Both key search and semantic search are applied and produced two ranked lists of documents. Then a fusion algorithm is used to combine the two lists into a single ranked list. The fusion can be done in various ways, such as reciprocal rank fusion (RRF), Borda count, or weighted sum. Take RRF as an example, the final score of a document \(d\) is calculated as follows:
\[\text{RRF}(d) = \sum_{i=1}^{m} \frac{1}{k + \text{rank}_i(d)}\]
where \(m\) is the number of ranking lists (in this case, 2), \(\text{rank}_i(d)\) is the rank of document \(d\) in the \(i\)-th list, and \(k\) is a constant to control the influence of lower-ranked documents.
There are also many parameters here to tune.
Re-ranking is the process of refining the initial list of retrieved documents to improve their relevance to the query. This can be done using the LLM itself, or a separate model specifically trained for re-ranking. Since the retrieval results are already smaller, a high-performing but computationally expensive model can be used here, such as cross-encoder or ColBERT.
All the components and techniques mentioned above can be used in a RAG project. The choice depends on the specific requirements and constraints of the application, such as the size and nature of the knowledge base, the type of queries, the desired response time, and the available computational resources.
There are also a lot of hyperparameters to tune in each component, which can significantly affect the performance of the RAG system. It is important to experiment with different configurations and evaluate their impact on the overall system performance.
We need to evaluate the retriever separately before integrating it into the RAG system. The retriever has input and output, where the output has ground truth answer, so we can evaluate it like a supervised learning model by comparing the output with the hand-marked ground truth and computing metrics such as precision, recall, and F1-score. Some common evaluation metrics for retrievers include MAP (Mean Average Precision), MRR (Mean Reciprocal Rank), and Recall@k.
Prompt
The AI assistants you are using, such as ChatGPT, have a web search capability, which is based on the RAG framework.

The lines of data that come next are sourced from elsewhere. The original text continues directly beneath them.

Issue #1358, opened 2024-05-09
Enhancement: LRU cache for query results


lukekim:
## Goal-State/What/Result

In-memory LRU caching of query results

Example:

```yaml

runtime:
  results_cache:
    enabled: true
    cache_max_size: 128MiB
    eviction_policy: lru 
    item_ttl: 1s

datasets:
   ...
```

## Why/Purpose

To provide accelerated performance for federated and fallback queries (in conjunction with [behavior on zero results](https://docs.spiceai.org/data-accelerators#behavior-on-zero-results)) and to prevent many redundant queries within a small time period.

## By When

A target date for done-done completion of the entire enhancement.

**Issue/Spec written and reviewed:** 05/20
...
**Done-Done:** 05/23

## Done-Done

- [x] [First Principles Driven](https://github.com/spiceai/spiceai/blob/trunk/docs/PRINCIPLES.md)
- [x] The Algorithm
- [x] PM/Design Review
- [x] UX Review
- [x] Threat Model / Security Review
- [x] Tests
- [x] Documentation
- [x] Samples/Quickstarts/Tutorials
- [x] Release Notes

## The Algorithm

- [x] Every requirement questioned?
- [x] Delete (Scope) any part you can.
- [x] Simplify.
- [x] Break down into smaller iterations/milestones.
- [x] Opportunities for automation.

## Spec

- [x] Cache configuration
```
runtime:
  results_cache:
    enabled: true
    eviction_policy: lru 
    cache_max_size: 128mb
    item_ttl: 1s
```
- `enabled` - optional, true by default (if there is a non-empty results_cache section defined)
- `cache_max_size` - optional, maximum cache size. Default is 128mb
- `item_ttl` - optional, cache entry expiration time, 1 second by default. Duration format follows existing conventions in Spice
- `eviction_policy` - optional, specifies the eviction policy to be used when the cached data reaches the `cache_max_size`. The default and currently the only supported policy is 'lru'.
- [x] New telemetry events are added: 
  - results_cache_request_count
  - results_cache_hit_count
  - results_cache_size
  - results_cache_item_count
  - results_cache_max_size
- [x] New cache header is added to Spice http query response: `X-Cache: HIT/MISS` (no etag, age for simplicity). Exists only when cache is enabled.
- [x] Caching is enabled by default
- [x] #1522

Out of scope for LRU cache alpha
- Header/option to bypass Cache
- Manual cache eviction (API/CLI)
[...]

PR #1456, opened 2024-05-21
Add telemetry for in-memory caching

sgrebnov:

Adds the following metrics:
- results_cache_request_count
- results_cache_hit_count
- results_cache_size
- results_cache_item_count
- results_cache_max_size

### DIFF
--- a/crates/cache/src/lib.rs
+++ b/crates/cache/src/lib.rs
@@ -58,7 +58,7 @@ pub struct CachedQueryResult {
 pub trait QueryResultCache {
     async fn get(&self, plan: &LogicalPlan) -> Result<Option<CachedQueryResult>>;
     async fn put(&self, plan: &LogicalPlan, result: CachedQueryResult) -> Result<()>;
-    fn size(&self) -> u64;
+    fn size_bytes(&self) -> u64;
     fn item_count(&self) -> u64;
 }
 
@@ -92,6 +92,9 @@ impl QueryResultCacheProvider {
             ttl,
             metrics_reported_last_time: AtomicU64::new(0),
         };
+
+        #[allow(clippy::cast_precision_loss)]
+        metrics::gauge!("results_cache_max_size").set(cache_max_size as f64);
 
         Ok(cache_provider)
     }
@@ -127,8 +130,6 @@ impl QueryResultCacheProvider {
             self.metrics_reported_last_time
                 .store(now_seconds, Ordering::Relaxed);
             #[allow(clippy::cast_precision_loss)]
-            metrics::gauge!("results_cache_max_size").set(self.max_size() as f64);
-            #[allow(clippy::cast_precision_loss)]
             metrics::gauge!("results_cache_size").set(self.size() as f64);
             #[allow(clippy::cast_precision_loss)]
             metrics::gauge!("results_cache_item_count").set(self.item_count() as f64);
@@ -142,7 +143,7 @@ impl QueryResultCacheProvider {
 
     #[must_use]
     pub fn size(&self) -> u64 {
-        self.cache.size()
+        self.cache.size_bytes()
     }
 
     #[must_use]
--- a/crates/cache/src/lib.rs
+++ b/crates/cache/src/lib.rs
@@ -107,12 +107,12 @@ impl QueryResultCacheProvider {
     }
 
     #[must_use]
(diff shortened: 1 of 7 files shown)


crates/runtime/src/datafusion.rs
```diff
@@ -289,6 +290,7 @@ impl DataFusion {
                     .context(UnableToCreateMemoryStreamSnafu)?,
                 ));
             }
+            metrics::counter!("results_cache_miss").increment(1);
```
digadeesh: Do we really need a miss statistic?  We have the request count already, right?

sgrebnov: Updated

crates/runtime/src/lib.rs
```diff
@@ -838,10 +838,26 @@ impl Runtime {
...
+        // cache metrics reporting
+        let _handle = tokio::spawn(async move {
+            loop {
+                #[allow(clippy::cast_precision_loss)]
+                metrics::gauge!("results_cache_max_size").set(cache_copy.max_size() as f64);
+                #[allow(clippy::cast_precision_loss)]
+                metrics::gauge!("results_cache_size").set(cache_copy.size() as f64);
+                #[allow(clippy::cast_precision_loss)]
+                metrics::gauge!("results_cache_item_count").set(cache_copy.item_count() as f64);
+                sleep(Duration::from_secs(10)).await;
```
lukekim: This is weird. Not sure we want a hardcoded 10s loop here?

crates/runtime/src/lib.rs
```diff
@@ -838,10 +838,26 @@ impl Runtime {
 
         tracing::info!("Initialized query results cache; {cache_provider}");
 
+        let shared_cache_provider = Arc::new(cache_provider);
+        let cache_copy = Arc::clone(&shared_cache_provider);
```
lukekim: This is poor naming. It's not a copy of the cache, but an additional pointer to it.

crates/runtime/src/lib.rs
sgrebnov: Thank you - moved metrics reporting after cache write.

crates/runtime/src/lib.rs
sgrebnov: This is now resolved. Thank you

digadeesh (dismissed):

crates/cache/src/lib.rs
```diff
@@ -94,20 +96,47 @@ impl QueryResultCacheProvider {
...
 
     /// # Errors
     ///
     /// Will return `Err` if method fails to access the cache
     pub async fn put(&self, plan: &LogicalPlan, result: CachedQueryResult) -> Result<()> {
-        self.cache.put(plan, result).await
+        let res = self.cache.put(plan, result).await;
+
+        #[allow(clippy::cast_precision_loss)]
+        metrics::gauge!("results_cache_max_size").set(self.max_size() as f64);
```
sgrebnov: `results_cache_max_size` is a constant value but periodically reporting this metric is useful for charts/etc

lukekim (dismissed):

crates/cache/src/lib.rs
```diff
@@ -54,12 +58,15 @@ pub struct CachedQueryResult {
 pub trait QueryResultCache {
     async fn get(&self, plan: &LogicalPlan) -> Result<Option<CachedQueryResult>>;
     async fn put(&self, plan: &LogicalPlan, result: CachedQueryResult) -> Result<()>;
+    fn size(&self) -> u64;
```
phillipleblanc:
```suggestion
    fn size_bytes(&self) -> u64;
```

crates/cache/src/lib.rs
phillipleblanc: Even if we report it once, it will still show up in the Prometheus metrics every time - so reporting it multiple times doesn't really buy us anything. I would move this to the `QueryResultCacheProvider::new()` function.

crates/cache/src/lib.rs
sgrebnov: Updated, thank you

crates/cache/src/lib.rs
sgrebnov: Moved to `QueryResultCacheProvider::new()` - thank you!

phillipleblanc (approved):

RAG systems can be built in various application scenarios, which have their own knowledge base, or need accurate information retrieval. They include: domain-specific question answering, enterprise knowledge management, customer support automation, academic research / education assistance, law / medical support, real-time information retrieval, and more.
personal knowledge base (code, notes, ), AI search engine summary (the knowledge being the entire internet), personal assistant (using your own data, such as emails, calendar, notes, etc.)